- [Data items]:
*** Block opens ***

PR #1230, opened 2024-01-05
Fix an Apple break in Office around complex c'tors running at binary load time.

mkoscumb:
Fix is to move the complex c'tors into a Test Facet, so that they're initialized and destroyed only when the Test is run.

### DIFF
--- a/tests/unittests/MemoryStorageTests.cpp
+++ b/tests/unittests/MemoryStorageTests.cpp
@@ -60,21 +60,6 @@ class TestObserver : public IOfflineStorageObserver
     }
 };
 
-/// <summary>
-/// No-op NULL object pattern log manager
-/// </summary>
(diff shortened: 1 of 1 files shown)


lalitb (approved):
LGTM. Thanks for the fix.

tests/unittests/MemoryStorageTests.cpp
```diff
@@ -108,15 +93,40 @@ size_t addEvents(MemoryStorage& storage)
...
+
+    /// <summary>
+    /// Default test configuration
+    /// </summary>
+    std::unique_ptr<RuntimeConfig_Default>       testConfig;
+
+    /// <summary>
+    /// Storage observer
+    /// </summary>
+    TestObserver                testObserver;
```
absaroj, line 112: do we need TearDown for this one?

PR #1232, opened 2024-01-11
Cleaning leftover test files after test completion

absaroj:
Two test files were left out without cleanup after mbu test for ariasdk. Adding change to clean them up.

**Fix:**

*** Block closes ***

- [ASSIGNMENT]: If a line of the data contains "TestObserver", copy it out.

- [WRITTEN SOLUTION]:
@@ -60,21 +60,6 @@ class TestObserver : public IOfflineStorageObserver
+    TestObserver                testObserver;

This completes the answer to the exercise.